Access the metadata of a profiling job

Sometimes you want to do something automated with the metadata from a job.

Accessing job metadata at runtime

Sciagraph uses the Python logging library to record the download instructions. logging is highly customizable, so you can override where Sciagraph’s download instructions log message goes. For example, you can write a custom logging.Hander that sends messages to Slack.

The download instructions are logging to a "sciagraph" logging.Logger. The actual log message include a sciagraph.api.ReportResult object with details on how to download the report. Here’s a custom logging.Handler that logs the report download instructions to a JSON file:

import logging
import json

class SciagraphReportHandler(logging.Handler):
    def __init__(self, path):
        self._path = path
        logging.Handler.__init__(self)

    def emit(self, record):
        from sciagraph.api import ReportResult

        if isinstance(record.msg, ReportResult):
            with open(self._path, "w") as f:
                json.dump(
                    {
                         "download_instructions": record.getMessage(),
                         "job_id": record.msg.job_id
                    },
                    f,
                )
        else:
            print(record.getMessage())


logging.getLogger("sciagraph").addHandler(
     SciagraphReportHandler("./result.json")
)

The sciagraph.api.RecordResult object has the following fields, all of them strings unless noted otherwise:

  • job_time: The time the job was started.
  • job_id: The job ID.
  • download_key: The first argument to python -m sciagraph_report download.
  • decryption_key: The second argument to python -m sciagraph_report download.
  • peak_memory_kb: The peak allocated memory for the job, in kibibytes (==1024 bytes), as an integer.

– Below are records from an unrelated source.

Issue #3112, opened 2023-10-27
Sonarcloud Code Analysis


Alexander-Wilms:
**Describe your proposal**
Setting up Sonarcloud Code Analysis could help improve code quality

I've set it up for my fork and these are the results:
https://sonarcloud.io/summary/overall?id=Alexander-Wilms_vcmi

It tries to detect possible bugs, code smells and security issues:

![image](https://github.com/vcmi/vcmi/assets/3226457/44e5678e-5f69-4016-b27d-e11f1a5e5771)

**Additional context**

Alexander-Wilms:
I've experimented with it a bit.

SonarCloud supports automatic analysis, which only requires one to set up the project on https://sonarcloud.io.
The alternative is analyzing the code using Github Actions, which is what fheroes2 does. But automatic analysis seems a lot simpler for VCMI.

The only things I had to configure were:
1) Give the https://github.com/apps/sonarcloud bot `Read and write access to checks, commit statuses, pull requests, and security events`
2) Create a corresponding project: https://sonarcloud.io/projects/create
3) Exclude 3rd party code from analysis:
![image](https://github.com/vcmi/vcmi/assets/3226457/6dee92a6-d50d-40bb-a833-4c5900313f04)
https://sonarcloud.io/project/settings?category=exclusions&id=vcmi_vcmi#sonar.coverage.exclusions

Then you get the overview where you can browse and filter discovered issues:
![image](https://github.com/vcmi/vcmi/assets/3226457/f36dfc09-041e-4a46-8036-6ef04506af50)

And the bot creates a comment on each PR after the analysis is done, summarizing the newly introduced issues, if any.

I created a test PR adding an unused variable. This also gets caught during CI due to the `-Werror` flag, but other kinds of error are not.

https://github.com/Alexander-Wilms/vcmi/pull/2
![image](https://github.com/vcmi/vcmi/assets/3226457/875de9c0-fc79-43b4-b041-2ae3f141c5db)

![image](https://github.com/vcmi/vcmi/assets/3226457/3ccc1543-b4bd-4855-9d7b-06ab73f268f0)

The bot's comment links here: https://sonarcloud.io/summary/new_code?id=Alexander-Wilms_vcmi&pullRequest=2
![image](https://github.com/vcmi/vcmi/assets/3226457/f2b22cb2-9da7-4dcb-8330-289fb4016246)

If the PR fails to pass the quality gate, that is shown like a failed CI job:
[...]

PR #3113, opened 2023-10-27
Fix small issues

Alexander-Wilms:
Found most of them using the analysis linked in https://github.com/vcmi/vcmi/issues/3112


Alexander-Wilms:
You mean for the SDL calls?

Does that matter, since the calling function is written in C++?

rilian-la-te:
Yes, it is matter. If we will not get any bugs on exotic systems - passing nullptr to pure C is also okay.

client/NetPacksClient.cpp
```diff
@@ -367,19 +367,27 @@ void ApplyClientNetPackVisitor::visitGiveBonus(GiveBonus & pack)
...
-
-	CGI->mh->waitForOngoingAnimations();
+	if(CGI)
+	{
+		if(CGI->mh)
+		{
+			CGI->mh->onObjectFadeOut(obj, pack.initiator);
+			CGI->mh->waitForOngoingAnimations();
+		}
+	}
```
Nordsoft91, line 377:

Accessing job metadata from a report directory

Each report (starting with v2023.5.0) will have a "report.json" file in the report directory with the following fields:

  • start_time_secs_since_epoch: The time the job was started, as seconds since the unix epoch (Jan 1, 1970).
  • duration_ms: The job duration, in milliseconds.
  • id: The job ID.
  • peak_memory_kb: The peak allocated memory for the job, in kibibytes (==1024 bytes), as an integer.